Sul primo punto, ho già detto nei giorni scorsi molto sinteticamente il mio parere, che mi prendo la libertà, ora, di ribadire e magari articolare un po’ meglio.

Non vi è dubbio alcuno sul fatto che la storia non si ripete, e che anche fenomeni molto analoghi sono diversi se storicamente collocati in momenti diversi o in luoghi diversi, ecc.
Posso quindi convenire sul fatto che parlare di fascismo’ in senso stretto a proposito delleideedei due dioscuri della nostra attuale politica, e di coloro che li consigliano e, forse, li dirigono, non sia appropriato. È certo che ilfascismo in senso stretto’ italiano e tedesco, dove si chiamava nazismo, oggi non è la stessa cosa di ciò che fu a suo tempo. Probabilmente non ha nemmeno le medesime ascendenze culturali, ammesso che il fascismo ne avesse e di rispettabili, se non altro perché mi riesce difficile immaginare quali mai possano essere le ascendenze culturali di persone come Luigi Di Maio e Matteo Salvini, per non parlare di Beppe Grillo o Giancarlo Giorgetti, o Davide Casaleggio o Umberto Bossi. Ma sta in fatto che il fascismo fu, senza dubbio, un fatto politico che era basato su una idea autoritaria, cioè illiberale, dello Stato, su un nazionalismo tanto sfrenato quanto assurdo, sulla pretesa di essere capaci di fare da soli e meglio di tutti (e il grano piantato a Piazza Venezia, basterebbe da solo a dimostrarne la assurdità), sulla ostilità verso gli odiati stranieri demoplutocratici e non so che altro, e sul razzismo. Poi, certo, i treni arrivavano in orario, si costruirono molti edifici pubblici imponenti, si andò in guerra contro i nostri interessi, ci si andò senza le armi, ecc.
Bene, benissimo: queste ascendenze culturali oggi non si vedono, dicono moltissimi intellettuali italiani e non solo -ammesso e non concesso che si sappia cosa voglia dire essere intellettuale, ma tant’è. Certo, oggi il ‘fascismo’ non è all’ordine del giorno.

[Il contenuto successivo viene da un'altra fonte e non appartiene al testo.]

PR #2058, opened 2020-09-23
Add new block component to propagate new block messages

### LINKED ISSUE #1133: Relay `NewBlock` messages
### What is wrong?

We don't currently relay `NewBlock` messages.  Part of being a good network citizen is realaying these messages.

### How can it be fixed

1. figure out what the right rules are for re-broadcasting these.
2. setup a long running service that listens for this command and does the gossip.

njgheorghita:
### What was wrong?
Fixes #1133 

> Setup a long-running service that listens for this (`NewBlock`) command and does the gossip.

> Figure out what the right rules are for re-broadcasting these.

Rules sourced from [devp2p spec](https://github.com/ethereum/devp2p/blob/master/caps/eth.md)

1. When a `NewBlock` announcement message is received from a peer.
    - [x] Verify the basic validity of the block and check that the POW value is valid
    - [x] Send the block to a small fraction of connected peers (sqroot of total # of peers) using the `NewBlock` message    
        
2. Import block into local chain ...
    - [x] Once block is fully processed - send `NewBlockHashes` to all peers it didn't notify earlier
    - [x] A node should never send a block announcement back to a peer which previously announced the same block. This is usually achieved by remembering a large set of block hashes recently relayed to or from each peer.
    - [ ] The reception of a block announcement may also trigger chain sync if the block
               is not the immediate successor of the client's current latest block
              (it doesn't seem to me that this step is within the scope of this pr)
   

### How was it fixed?
Wrote a `NewBlockComponent` that handles the above tasks. Also introduced a `BroadcastImportedBlock` event to trigger block broadcasts after they've been imported.

### To-Do

- [x] Clean up commit history

#### Cute Animal Picture
image

### DIFF
--- a/trinity/components/builtin/new_block/component.py
+++ b/trinity/components/builtin/new_block/component.py
@@ -1,0 +1,152 @@
+import math
+import random
+from typing import (
+    Dict,
+    Iterable,
+    List,
+    Tuple,
+)
+
+from async_service import (
+    Service,
+    background_trio_service,
+)
+from eth.abc import BlockHeaderAPI, BlockAPI
+from eth.consensus.pow import check_pow
+from eth_utils import (
+    ValidationError,
+    to_tuple,
+)
+from lahja import EndpointAPI
+import trio
+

Ma io da non intellettuale, da uomo della strada, dico: se si propagandano idee razziste in maniera sistematica; se si afferma che certi scrittori o giornalisti o uomini di spettacolo devono essere allontanati perché sgraditi a chi ha il potere; se si concepisce l’idea che lo Stato debba e possa agire a prescindere dalle norme della Costituzione e di quelle norme internazionali che sono parte del nostro ordinamento; se si afferma che la Resistenza è una cosa irrilevante e che non merita di essere ricordata; se si afferma che il Parlamento non serve e lo si riempie di nullità, in attesa di sostituire quelle nullità con nullità tirate a sorte; se si aggiunge che in un futuro prossimo si potrà e dovrà fare a meno del Parlamento, sostituito da un software; se si afferma che bisogna proteggere l’integrità etnica del popolo italiano impedendo l’accesso in Italia di stranieri etnicamente diversi; se si afferma che la cooperazione internazionale non ha senso e per essa occorre impedire all’idea di Europa di fare strada, eccetera, se si afferma tutto ciò quale è il risultato?
Quello che abbiamo sotto gli occhi, e siamo solo all’inizio! Un Paese sempre più illiberale, in cui lo straniero è considerato un nemico, in cui si legifera solo per decreto, in cui si negano i diritti dell’uomo e si insultano e minacciano i Magistrati che invece li applicano, in cui la cultura viene sbeffeggiata e si vanta l’ignoranza come un merito. In questo Paese, e questa è l’unica cosa che conta, i margini di libertà del cittadino sono oggettivamente ridotti, limitati.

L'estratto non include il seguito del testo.